Assigned task: Among the entries below, find each line with "before" and show it.

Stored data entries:
____________________

PR #837, opened 2022-04-29
catch environment failures in run policy

### LINKED ISSUE #835: handle case where an environment failure is raised during `run_policy` in `_generate_interaction_results`
an annoyance is that we can't just add `utils.EnvironmentFailure` to `exceptions_to_break_on` because those exceptions are only caught when they get raised in `policy(state)`, not when they're in `env.step(act)`

tomsilver:
closes #835

### DIFF
--- a/src/utils.py
+++ b/src/utils.py
@@ -839,7 +839,11 @@ def run_policy(
     Terminates when any of these conditions hold:
     (1) the termination_function returns True
     (2) max_num_steps is reached
-    (3) policy() raises any exception of type in exceptions_to_break_on
+    (3) policy() or step() raise an exception of type in exceptions_to_break_on
+
+    Note that in the case where the exception is raised in step, we exclude the
+    last action from the returned trajectory to maintain the invariant that
+    the trajectory states are always one more than the actions.
     """
     state = env.reset(train_or_test, task_idx)
     states = [state]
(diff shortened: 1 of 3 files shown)


src/utils.py
```diff
@@ -839,7 +839,11 @@ def run_policy(
     Terminates when any of these conditions hold:
     (1) the termination_function returns True
     (2) max_num_steps is reached
-    (3) policy() raises any exception of type in exceptions_to_break_on
+    (3) policy() or step() raise an exception of type in exceptions_to_break_on
+
+    Note that in the case where the exception is raised in step, we exclude the
+    last action from the returned trajectory to maintain the invariant that
+    the trajectory states are always one more than the actions.
```
ronuchit, line 846: are of length one greater than the actions*

src/utils.py
```diff
@@ -895,7 +899,11 @@ def run_policy_with_simulator(
...
```
ronuchit, line 906: copy-paste change above

src/utils.py
```diff
@@ -839,7 +839,11 @@ def run_policy(
     Terminates when any of these conditions hold:
     (1) the termination_function returns True
     (2) max_num_steps is reached
-    (3) policy() raises any exception of type in exceptions_to_break_on
+    (3) policy() or step() raise an exception of type in exceptions_to_break_on
```
ronuchit, line 842: raises*

src/utils.py
```diff
@@ -895,7 +899,11 @@ def run_policy_with_simulator(
...
```
ronuchit, line 902: raises*

ronuchit (approved):

src/utils.py
tomsilver: You want this change even though the line will break?

ronuchit: no

PR #842, opened 2022-05-01
a few minor pybullet improvements

### LINKED ISSUE #841: pybullet: minor QOL improvements
* make inverse kinematics public and mirror forward kinematics
* make a type alias for joint states
* be consistent about terminology for joint states

tomsilver:
closes #841


ronuchit (approved):
nice qol change. but are you sure we don't want this to be called JointsState or JointStates instead? it's not the state of a single joint

ronuchit (changes requested):
oh, just realized you forgot to change `action_arr` in `set_motors()` -- maybe you should grep for `action_arr` more generally? btw, this will need to change anyway in light of #849

src/envs/pybullet_cover.py
```diff
@@ -228,7 +228,7 @@ def step(self, action: Action) -> State:
         # constraint before we can call PyBullet.
         # Use self._pybullet_robot2 to run forward kinematics, since that
         # method shouldn't be run on the client that is doing simulation.
-        _, ry, rz = self._pybullet_robot2.forward_kinematics(action.arr)
+        _, ry, rz = self._pybullet_robot2.forward_kinematics(list(action.arr))
```
ronuchit, line 231: should we use `tolist()` instead? from https://numpy.org/doc/stable/reference/generated/numpy.ndarray.tolist.html:
"For a 1D array, a.tolist() is almost the same as list(a), except that tolist changes numpy scalars to Python scalars"

src/envs/pybullet_env.py
```diff
@@ -235,7 +235,7 @@ def render(
 
     def step(self, action: Action) -> State:
         # Send the action to the robot.
-        self._pybullet_robot.set_motors(action.arr)
+        self._pybullet_robot.set_motors(list(action.arr))
```
ronuchit, line 238: same q about tolist

src/envs/pybullet_robots.py
```diff
@@ -138,29 +138,36 @@ def get_state(self) -> Array:
...
+        """Update the motors to move toward the given joints state."""
         raise NotImplementedError("Override me!")
 
     @abc.abstractmethod
-    def forward_kinematics(self, action_arr: Array) -> Pose3D:
-        """Compute the end effector pose that would result from executing the
-        given action in PyBullet. The action_arr is an array of desired arm
-        joint values.
+    def forward_kinematics(self, joints_state: JointsState) -> Pose3D:
+        """Compute the end effector pose that if the robot arm joints state
```
ronuchit, line 152: that would result if*

src/envs/pybullet_robots.py
```diff
@@ -138,29 +138,36 @@ def get_state(self) -> Array:
...
 
         WARNING: This method will make use of resetJointState(), and so it
         should NOT be used during simulation.
         """
         raise NotImplementedError("Override me!")
 
+    @abc.abstractmethod
+    def inverse_kinematics(self, end_effector_pose: Pose3D,
+                           validate: bool) -> JointsState:
+        """Compute a joints state from an end effector pose.
```
ronuchit, line 163: from a target end effector pose*

src/envs/pybullet_robots.py
```diff
@@ -138,29 +138,36 @@ def get_state(self) -> Array:
...
+
+        If validate is True, guarantee that the returned joints state
```
ronuchit, line 165: add a word of caution about validate=True overriding physics and so it shouldn't be used with stepsimulation

src/envs/pybullet_robots.py
```diff
@@ -580,12 +586,11 @@ def inverse_kinematics(
     # Reset the joint states to their initial values to avoid modifying the
     # PyBullet internal state.
     if validate:
-        for joint, joint_state in zip(free_joints, initial_joint_states):
-            position, velocity, _, _ = joint_state
+        for joint, (pos, vel, _, _) in zip(free_joints, initial_joints_states):
```
ronuchit, line 589: just a readability change i guess

ronuchit (approved):

PR #843, opened 2022-05-02
BiRRT

tomsilver:


src/utils.py
```diff
@@ -1394,6 +1394,122 @@ def run_hill_climbing(
...
+                    path1, path2 = path2, path1
+                assert path1[0] == root1
+                path = path1[:-1] + path2[::-1]
+                return [node.data for node in path]
+        return None
+
+    def _smooth_path(self, path: List[_S]) -> List[_S]:
+        # This is a tricky case to cover and may not ever happen in practice,
+        # but leaving it here just in case.
+        if len(path) <= 2:  # pragma: no cover
```
ronuchit, line 1478: i don't get how it can happen in practice... if the path length is 0 or 1, wouldn't `try_direct_path` have worked?

should we just make this an assert?

src/utils.py
```diff
@@ -1394,6 +1394,122 @@ def run_hill_climbing(
     return states, actions, heuristics
 
 
+class BiRRT(Generic[_S]):
```
ronuchit, line 1397: thank you for bringing this in and annotating it!

src/envs/pybullet_robots.py
```diff
@@ -363,12 +382,7 @@ def set_motors(self, action_arr: Array) -> None:
                                     physicsClientId=self._physics_client_id)
 
     def forward_kinematics(self, joint_state: JointState) -> Pose3D:
-        assert len(joint_state) == len(self._arm_joints)
```
ronuchit, line 366: check for any other places where we could call set_joints too?

src/envs/pybullet_robots.py
```diff
@@ -606,3 +620,53 @@ def inverse_kinematics(
         joint_vals.append(joint_val)
 
     return joint_vals
+
+
+def run_motion_planning(
+        robot: _SingleArmPyBulletRobot, initial_state: JointState,
+        target_state: JointState, collision_bodies: Collection[int], seed: int,
+        physics_client_id: int) -> Optional[Sequence[JointState]]:
+    """Run BiRRT to find a collision-free sequence of joint states.
```
ronuchit, line 629: the idea is to use this with pybullet_robot2?

tests/envs/test_pybullet_robots.py
```diff
@@ -213,3 +214,109 @@ def test_create_single_arm_pybullet_robot():
                                          ee_orn, move_to_pose_tol,
                                          max_vel_norm, grasp_tol,
                                          physics_client_id)
+
+
+def test_run_motion_planning():
```
ronuchit, line 219: awesome comprehensive testing thank you!

tests/envs/test_pybullet_robots.py
```diff
@@ -213,3 +214,109 @@ def test_create_single_arm_pybullet_robot():
...
+    joint_target = robot.inverse_kinematics(ee_target, validate=True)
+    path = run_motion_planning(robot,
+                               joint_initial,
+                               joint_target,
+                               collision_bodies=set(),
+                               seed=seed,
+                               physics_client_id=physics_client_id)
+    assert np.allclose(path[0], joint_initial)
+    assert np.allclose(path[-1], joint_target)
+    # Should fail because the target collides with the table.
```
ronuchit, line 256: what about if the start is in collision?

tests/envs/test_pybullet_robots.py
```diff
@@ -213,3 +214,109 @@ def test_create_single_arm_pybullet_robot():
                                          ee_orn, move_to_pose_tol,
                                          max_vel_norm, grasp_tol,
                                          physics_client_id)
+
+
+def test_run_motion_planning():
+    """Tests for run_motion_planning()."""
```
ronuchit, line 220: how's the speed of this test?

src/envs/pybullet_robots.py
tomsilver: yeah that's the idea. actually wiring this together is going to be a bit annoying, because we're going to have to have a copy of all of the collision bodies too. if you have any thoughts about the best way to do this lmk...

ronuchit: yeah i feel like it's cleanest to just have a second carbon copy of the env that is updated forcibly on each timestep? bc we need to be robust to robot2 doing stupid things during planning and therefore messing up the object states

tests/envs/test_pybullet_robots.py
tomsilver: 0.55 seconds

src/envs/pybullet_robots.py
```diff
@@ -142,6 +143,16 @@ def get_joints(self) -> JointsState:
         """Get the joints state from the current PyBullet state."""
         raise NotImplementedError("Override me!")
 
+    @abc.abstractmethod
+    def set_joints(self, joint_state: Sequence[float]) -> None:
```
ronuchit, line 147: should this be JointState?

src/envs/pybullet_robots.py
```diff
@@ -351,6 +353,15 @@ def get_joints(self) -> JointsState:
             joints_state.append(joint_val)
         return joints_state
 
+    def set_joints(self, joint_state: Sequence[float]) -> None:
```
ronuchit, line 356: should this be JointState?

ronuchit (approved):
couple more comments

src/envs/pybullet_robots.py
```diff
@@ -351,6 +353,15 @@ def get_joints(self) -> JointsState:
...
+        assert len(joint_state) == len(self._arm_joints)
+        for joint_id, joint_val in zip(self._arm_joints, joint_state):
+            p.resetJointState(self._fetch_id,
+                              joint_id,
+                              targetValue=joint_val,
+                              targetVelocity=0,
+                              physicsClientId=self._physics_client_id)
+
     def set_motors(self, joints_state: JointsState) -> None:
```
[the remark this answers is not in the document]
tomsilver: they're included in the joints state

PR #845, opened 2022-05-02
fix for cover multistep option action space limits

tomsilver:
before this change, if one were to change `cover_multistep_action_limits` from the default infs to small numbers, then oracle fails because the actions returned by the oracle policy would violate the gripper dimension of the action space.


ronuchit (commented):
i don't understand. why can dgrip be anything? surely there must be some bounds on it, e.g. `|closed_gripper - open_gripper|`?

tomsilver:
@ronuchit good point, I changed that

ronuchit (approved):

PR #1317, opened 2022-11-23
convert blocks workspace assertion to warning

tomsilver:
the assertion crash is annoying if we're using the pybullet blocks simulator to plan, but it's still useful to get the warning, especially in the case where we're actually using the original blocks simulator to plan.


williamshen-nz (approved):
📦 🚚

PR #1319, opened 2022-11-23
use pybullet_robot_sim in options instead of "real" pybullet_robot

### LINKED ISSUE #1296: pybullet reset mode rendering leads to lagging block position
seems to only be a rendering issue. to reproduce:

```
python predicators/main.py --env pybullet_blocks --approach oracle --seed 0 --use_gui --pybullet_robot panda --make_test_videos --pybullet_camera_width 1674 --pybullet_camera_height 900 --pybullet_control_mode reset
```

example:

https://user-images.githubusercontent.com/2816502/202009350-92aa3619-79be-44c8-b433-fc022d03d56f.mp4

tomsilver:
closes #1296, but more importantly, fixes leaky abstraction. `pybullet_robot` is the real robot, in the environment. the agent should not be able to set that robot's state directly -- the agent can only give actions to the environment. `pybullet_robot_sim` is the agent's simulated robot, which we were already using for forward kinematics. now we'll also use it for inverse kinematics.


williamshen-nz (approved):
:shipit: Maybe giving `pybullet_robot_2` another name would help people avoid this issue. Since the planner is using that one to think in its head.

Not sure what a good name would be though...

PR #1321, opened 2022-11-28
save num_samples metrics for refinement learning

lilianluong:
**Changes:**

- `run_low_level_search` takes in a metrics parameter and saves the total `num_tries` as "num_samples"
- bilevel planning approach saves min, max, and total num_samples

____________________

Exercise answer:
         # constraint before we can call PyBullet.
before this change, if one were to change `cover_multistep_action_limits` from the default infs to small numbers, then oracle fails because the actions returned by the oracle policy would violate the gripper dimension of the action space.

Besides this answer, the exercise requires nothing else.